[Extracted records]
PR #1144, opened 2020-09-01
Fix AVG Aggregations for INT Column Types.

### LINKED ISSUE #1125: AVG(columnA) when columnA's type is INT is not working.

turingcompl33t:
Closes #1125. 

The TPL code generated for aggregations always resembles the following:

```
// helper struct
struct AggValues {
    agg_term_attr0: Real
}

// within pipeline serial work
for (@tableIterAdvance(tvi)) {
    var vpi = @tableIterGetVPI(tvi)
    for (; @vpiHasNext(vpi); @vpiAdvance(vpi)) {
        slot = @vpiGetSlot(vpi)
        var aggValues: AggValues
        aggValues.agg_term_attr0 = @vpiGetInt(vpi, 0)
        @aggAdvance(&queryState.aggs.agg_term_attr0, &aggValues.agg_term_attr0)
    }
}
```

Previously, we always failed semantic analysis on the assignment `aggValues.agg_term_attr0 = @vpiGetInt(vpi, 0)` because the conversion `Integer` to `Real` is not one of the ones we have implemented.

This PR addresses this issue not by defining this conversion, but rather by updating the logic in `static_aggregation_translator.cpp` to select the correct type for temporary aggregation terms in the `AggValues` helper struct. For AVG, the type of the column over which the aggregation is computed is used. For all other aggregations, the return type of the aggregation itself is used (the same logic that existed previously).


src/execution/compiler/operator/static_aggregation_translator.cpp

» **Required work**:
Which of the lines above hold the word "vpiGetInt"? Copy each one.

» **Answer to the problem**:
        aggValues.agg_term_attr0 = @vpiGetInt(vpi, 0)
Previously, we always failed semantic analysis on the assignment `aggValues.agg_term_attr0 = @vpiGetInt(vpi, 0)` because the conversion `Integer` to `Real` is not one of the ones we have implemented.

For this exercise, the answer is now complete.